Local respect, compared

Both products keep something important on your machine — but not the same thing, and the difference deserves precision rather than point-scoring. superwhisper's local guarantee is about the audio: pick a local model and speech becomes text with no network in the path at all. That guarantee is real, and Tonecast doesn't match it — our dictation goes out through your own Groq Whisper key, and drafting through whichever text provider you bring. A provider still sees the request; it's just your provider, on your key, with no Tonecast server in between.

What Tonecast keeps home is the part dictation doesn't have: the identity. Your voice profiles are plain markdown files at ~/Library/Application Support/Tonecast/voices/ — per channel, per contact — that you can open, edit, or delete, and your keys, vocabulary, and logs live beside them. If you want text generation on-device too, Ollama is a supported provider: no key at all, text only. Two different layers of the same value — they keep the audio local; we keep you local, and keep every vendor out of the default path.

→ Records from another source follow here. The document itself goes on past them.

PR #29153, opened 2025-01-27
Eahrs remove gps serial assumption

Ryanf55:
As discussed in Trimble partner chat, we are looking to add a new EAHRS that uses ethernet connection. The GPS is not connected via serial, there is no serial port. It uses UDP network API instead.

I propose we only check that the EARHS has the GPS sensor enabled.

The call to `get_port` prevents the upcoming Trimble PX-1 from being able to initialize, because `get_port` returns `-1`.

### DIFF
--- a/libraries/AP_GPS/AP_GPS.cpp
+++ b/libraries/AP_GPS/AP_GPS.cpp
@@ -662,7 +662,7 @@ AP_GPS_Backend *AP_GPS::_detect_instance(uint8_t instance)
 #endif
 #if HAL_EXTERNAL_AHRS_ENABLED
     case GPS_TYPE_EXTERNAL_AHRS:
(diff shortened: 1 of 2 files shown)


libraries/AP_GPS/AP_GPS.cpp
```diff
@@ -662,7 +662,7 @@ AP_GPS_Backend *AP_GPS::_detect_instance(uint8_t instance)
 #endif
 #if HAL_EXTERNAL_AHRS_ENABLED
     case GPS_TYPE_EXTERNAL_AHRS:
-        if (AP::externalAHRS().get_port(AP_ExternalAHRS::AvailableSensor::GPS) >= 0) {
+        if (!AP::externalAHRS().has_sensor(AP_ExternalAHRS::AvailableSensor::GPS)) {
```
peterbarker, line 665: Are you inverting this check?

PR #29154, opened 2025-01-27
waf: append new commands on files to compile_commands.json if different arguments are used

bugobliterator:


MichelleRos:
Tested, and now IntelliSense doesn't seem to work at all - if I just build for a vehicle I still get errors in that vehicle's files.

PR #29158, opened 2025-01-28
Make compass LearnType enum-class and parameter AP_Enum

peterbarker:
- also adds set_and_save to AP_Enum and fixes some problems around that increased type safety.

Removes an old unused method with a bug in it.


MattKear (approved):
A nice tidy up 👍

PR #26157, opened 2024-02-06
AP_Scripting: add ROMFS to lua path

IamPete1:
This allows `require` to find modules in ROMFS. Possibly helps with other file system methods too. Note that this adds the new search path even if we don't have ROMFS compiled in. I think it will be fine, but I have not tested. 

Adding `"./modules/?.lua;" "./modules/?/init.lua"` to get to the same place relative to a script loaded in ROMFS does not seem to work, I'm not sure why. 

This should allow a SD card script to require something from ROMFS, which using relative paths would not. Because of the ordering it should also mean a SD card version of the same file gets priority over a ROMFS copy. Its convenient for development but might give users a very exciting way to break stuff. We could swap the ordering so ROMFS takes priority. Again, I have not tested this.

PR #29161, opened 2025-01-28
AP_HAL_ChibiOS: chibios_hwdef.py tidy embedding of files into ROMFS

peterbarker:
most notably this embed the "modules" directory so you can use modules in ROMFS

I've created a branch which shows this working here: https://github.com/ArduPilot/ardupilot/compare/master...peterbarker:ardupilot:DEBUG/demo-pr/modules-in-romfs?expand=1 .  It creates an OEM board which embeds a script and a library for it to use.  Note that there are several drive-by patches in that branch at this point.

image


IamPete1:
I certainty tested this when I did https://github.com/ArduPilot/ardupilot/pull/26157, it worked then. Could the difference be using `ROMFS_custom` vs hwdef?

peterbarker:
> I certainty tested this when I did #26157, it worked then. Could the difference be using `ROMFS_custom` vs hwdef?

They're completely different paths, both walking the tree.

OTOH, it turns out this "fix" isn't required at all.  No idea what went wrong to make me think it was required.

Changed this to just neaten the function up, rather than modifying its functionality

PR #29163, opened 2025-01-28
AP_HAL_ChibiOS: create and use AP_PERIPH_AHRS_ENABLED

shiv-tyagi:
Part of the series of PRs (like #28127 , #29128) aimed at renaming peripheral defines to the new AP_PERIPH_XX_ENABLED scheme and ensuring that those are assigned some value instead of just being defined.


peterbarker (approved):
LGTM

One honest caveat on our side: Tonecast Cloud, the optional managed tier for people who'd rather not handle provider keys, does route prompts through our API. We don't store your text and we don't train on it — but if “nothing leaves the machine” is your bar, superwhisper's local models clear it and neither of our modes does.

The ledger

Tonecastsuperwhisper
Voice dictation
Fully on-device transcriptionno — your Groq key
Reads the thread on your screenNo
Drafts reply options3, intent-labeledNo
Voice profile per contactNo
Path with no vendor serverBYOK — your keys, no accountyes — local models
PlatformsmacOS today · iPhone coming soon · Linux & Windows in the worksmacOS, Windows, iPhone & iPad
Pricefree BYOK · Cloud $10/mo$8.49/mo · $84.99/yr · $249.99 lifetime · free tier

Sources: superwhisper docs & Pro pricing, verified 2026-07-05 · tonecast.ai/privacy

Where superwhisper wins

Entirely offline. Select a local model and transcription happens with no network at all — not encrypted-in-transit, not anonymized: absent. Tonecast can't say that; even BYOK calls a provider on your key. If you dictate things that should never leave the room, this is the feature that decides.

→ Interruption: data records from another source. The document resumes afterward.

PR #29164, opened 2025-01-28
Tools: uploader.py: verify correct install

rafasaurus:
- Implement functionality to verify correct firmware installation
- Utilize existing code with an additional argument for verification

### DIFF
--- a/Tools/scripts/uploader.py
+++ b/Tools/scripts/uploader.py
@@ -882,6 +882,20 @@ class uploader(object):
             print("Failed to get name: %s" % str(e))
         return None
 
+    # Verify firmware version on board matches provided version
+    def verify_firmware_is(self, fw, boot_delay=None):
+        if self.bl_rev == 2:
+            self.__verify_v2("Verify ", fw)
+        else:
+            self.__verify_v3("Verify ", fw)
+
+        if boot_delay is not None:
+            self.__set_boot_delay(boot_delay)
+
+        print("\nRebooting.\n")
+        self.__reboot()
+        self.port.close()
+
     # upload the firmware
     def upload(self, fw, force=False, boot_delay=None):
         # Make sure we are doing the right thing
@@ -1120,6 +1134,8 @@ def main():
     )
     parser.add_argument('--download', action='store_true', default=False, help='download firmware from board')
     parser.add_argument('--identify', action="store_true", help="Do not flash firmware; simply dump information about board")
+    parser.add_argument('--verify-firmware-is', action="store_true",
+                        help="Do not flash firmware; verify that the firmware on the board matches the supplied firmware")
     parser.add_argument('--no-extf', action="store_true", help="Do not attempt external flash operations")
     parser.add_argument('--erase-extflash', type=lambda x: int(x, 0), default=None,
                         help="Erase sectors containing specified amount of bytes from ext flash")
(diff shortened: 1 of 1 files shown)


shifter97 (approved):

Tools/scripts/uploader.py
```diff
@@ -1120,6 +1134,7 @@ def main():
     )
     parser.add_argument('--download', action='store_true', default=False, help='download firmware from board')
     parser.add_argument('--identify', action="store_true", help="Do not flash firmware; simply dump information about board")
+    parser.add_argument('--verify', action="store_true", help="Do not flash firmware; simply verify the firmware")
```
peterbarker, line 1137:
```suggestion
    parser.add_argument('--verify', action="store_true", help="Do not flash firmware; verify that the firmware on the board matches the supplied firmware")
```

peterbarker (changes requested):
"verify" is really, "verify that the flash worked".

You're re-using the functionality, but that terminology isn't really applicable in this case.

I'm OK with the current name of the parameter, but if we can find something better that would be good!

`--assert-firmware-is` would work, but a little verbose

In any case, a slightly better description is called for...

peterbarker (changes requested):
... also, please fold all of this into the one commit .  The one starting with `Tools:` looks appropriate.

Tools/scripts/uploader.py
timtuxworth: How about --validate?

rafasaurus:
> ... also, please fold all of this into the one commit . The one starting with `Tools:` looks appropriate.

Should we just squash and merge?

Tools/scripts/uploader.py
rafasaurus: --verify-installed or perhaps --validate-installation

Tools/scripts/uploader.py
```diff
@@ -882,6 +882,20 @@ def board_name_for_board_id(self, board_id):
             print("Failed to get name: %s" % str(e))
         return None
 
+    # verify the firmware
+    def verify(self, fw, boot_delay=None):
```
peterbarker, line 886:
```suggestion
    def verify_firmware_is(self, fw, boot_delay=None):
```

Tools/scripts/uploader.py
```diff
@@ -1120,6 +1134,8 @@ def main():
     )
     parser.add_argument('--download', action='store_true', default=False, help='download firmware from board')
     parser.add_argument('--identify', action="store_true", help="Do not flash firmware; simply dump information about board")
+    parser.add_argument('--verify', action="store_true",
```
peterbarker, line 1137:
```suggestion
    parser.add_argument('--verify-firmware-is', action="store_true",
```

peterbarker (changes requested):
Please avoid merge commits in your history - this needs a rebase again.

I've also requested a change you suggested yourself.  I think the suggestion makes it unambiguous what the new feature does?

rafasaurus:
> Please avoid merge commits in your history - this needs a rebase again.
> 
> I've also requested a change you suggested yourself. I think the suggestion makes it unambiguous what the new feature does?

Changed, rebased and tested on the board.

peterbarker (approved):
The permissions changed on the modified file from 0755 to 0644.  I've fixed this.

I've tested this locally and it works as expected.

Marking as MergeOnCIPass - thanks!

Own it outright. $249.99 buys a lifetime license — one purchase covering macOS, Windows, iPhone, and iPad, with no subscription underneath it. And below that sits a permanent free tier with unlimited local models. Tonecast has no lifetime option; free-with-your-own-keys is our floor.

Raw-dictation depth — and reach. Custom modes with per-mode model choice, prompts you write yourself, and context toggles make it a deeper pure-dictation tool than anything we ship. It also runs on Windows and iPad today, while Tonecast is macOS today · iPhone coming soon · Linux & Windows in the works.

Every claim on this page comes from superwhisper's own docs, custom-modes guide, and Pro page, verified July 5, 2026. If they change a number, we'll update this page.

The real question

If you want speech-to-text with nothing leaving the machine, get superwhisper. It's the most honest architecture in dictation, and you can own it outright. If the work is replying — reading the thread, deciding what it needs, and sounding like yourself — that's Tonecast. Running both is coherent: their local models for the words that stay private, Tonecast for the conversations that need an answer.

superwhisper Pro is $8.49/mo, $84.99/yr, or $249.99 once, with a permanent free tier underneath. Tonecast is free with your own keys, no account required; Tonecast Cloud is $10/mo if you'd rather not manage them.